=== Section Start ===
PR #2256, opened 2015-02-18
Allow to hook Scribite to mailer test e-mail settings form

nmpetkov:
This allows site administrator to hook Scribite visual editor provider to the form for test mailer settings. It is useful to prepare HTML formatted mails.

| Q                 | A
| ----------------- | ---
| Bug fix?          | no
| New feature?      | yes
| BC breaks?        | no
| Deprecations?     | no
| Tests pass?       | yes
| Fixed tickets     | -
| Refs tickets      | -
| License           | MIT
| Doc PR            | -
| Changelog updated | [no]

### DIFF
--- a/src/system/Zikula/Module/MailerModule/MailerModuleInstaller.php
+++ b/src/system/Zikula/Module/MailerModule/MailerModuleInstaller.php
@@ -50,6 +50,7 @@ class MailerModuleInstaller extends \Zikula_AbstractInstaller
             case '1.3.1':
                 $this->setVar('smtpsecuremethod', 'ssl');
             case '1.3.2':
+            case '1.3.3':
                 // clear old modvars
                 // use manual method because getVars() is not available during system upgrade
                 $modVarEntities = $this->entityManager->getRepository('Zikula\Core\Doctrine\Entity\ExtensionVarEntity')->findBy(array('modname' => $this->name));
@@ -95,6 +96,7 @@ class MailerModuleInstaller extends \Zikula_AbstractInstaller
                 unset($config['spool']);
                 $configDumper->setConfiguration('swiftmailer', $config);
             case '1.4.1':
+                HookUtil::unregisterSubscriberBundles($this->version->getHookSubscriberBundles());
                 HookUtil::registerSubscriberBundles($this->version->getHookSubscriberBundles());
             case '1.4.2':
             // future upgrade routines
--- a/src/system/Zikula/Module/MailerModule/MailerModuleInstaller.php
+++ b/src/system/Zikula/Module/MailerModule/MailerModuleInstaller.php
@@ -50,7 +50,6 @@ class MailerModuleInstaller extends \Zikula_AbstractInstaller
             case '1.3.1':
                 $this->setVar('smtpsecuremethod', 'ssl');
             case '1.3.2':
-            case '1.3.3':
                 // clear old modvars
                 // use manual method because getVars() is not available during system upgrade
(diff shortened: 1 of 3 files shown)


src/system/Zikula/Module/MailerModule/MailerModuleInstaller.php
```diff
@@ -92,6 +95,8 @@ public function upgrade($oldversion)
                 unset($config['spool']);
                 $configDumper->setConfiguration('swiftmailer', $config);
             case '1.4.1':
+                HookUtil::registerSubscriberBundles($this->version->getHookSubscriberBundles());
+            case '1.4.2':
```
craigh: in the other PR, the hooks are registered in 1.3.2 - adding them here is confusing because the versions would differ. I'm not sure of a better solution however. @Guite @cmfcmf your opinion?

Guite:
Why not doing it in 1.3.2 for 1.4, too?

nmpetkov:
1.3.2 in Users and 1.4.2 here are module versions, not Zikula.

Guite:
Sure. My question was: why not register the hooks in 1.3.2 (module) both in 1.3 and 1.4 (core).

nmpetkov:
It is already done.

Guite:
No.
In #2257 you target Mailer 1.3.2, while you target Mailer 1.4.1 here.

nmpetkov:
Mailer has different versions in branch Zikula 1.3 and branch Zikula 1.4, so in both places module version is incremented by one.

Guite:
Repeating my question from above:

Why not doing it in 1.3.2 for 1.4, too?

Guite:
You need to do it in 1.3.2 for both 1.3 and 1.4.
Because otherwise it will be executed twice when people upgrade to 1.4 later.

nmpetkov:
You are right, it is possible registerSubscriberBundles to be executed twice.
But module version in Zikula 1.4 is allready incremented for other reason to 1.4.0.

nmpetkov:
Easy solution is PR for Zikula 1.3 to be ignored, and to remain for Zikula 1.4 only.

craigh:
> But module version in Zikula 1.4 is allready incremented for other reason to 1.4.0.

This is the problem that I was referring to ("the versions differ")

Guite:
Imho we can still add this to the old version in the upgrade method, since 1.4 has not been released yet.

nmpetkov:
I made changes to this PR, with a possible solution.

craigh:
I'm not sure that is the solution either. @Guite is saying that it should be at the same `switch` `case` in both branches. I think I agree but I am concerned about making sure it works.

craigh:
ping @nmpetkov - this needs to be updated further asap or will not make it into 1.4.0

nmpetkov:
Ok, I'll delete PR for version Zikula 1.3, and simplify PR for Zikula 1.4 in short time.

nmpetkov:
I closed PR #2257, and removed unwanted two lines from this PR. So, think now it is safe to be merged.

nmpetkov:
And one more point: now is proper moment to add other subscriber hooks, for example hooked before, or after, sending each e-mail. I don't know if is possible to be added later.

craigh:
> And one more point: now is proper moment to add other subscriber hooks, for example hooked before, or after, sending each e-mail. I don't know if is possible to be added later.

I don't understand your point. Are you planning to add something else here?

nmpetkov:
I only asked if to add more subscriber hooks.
=== Section End ===
Search the data for the word "point" and copy each line where it appears.

And one more point: now is proper moment to add other subscriber hooks, for example hooked before, or after, sending each e-mail. I don't know if is possible to be added later.
> And one more point: now is proper moment to add other subscriber hooks, for example hooked before, or after, sending each e-mail. I don't know if is possible to be added later.
I don't understand your point. Are you planning to add something else here?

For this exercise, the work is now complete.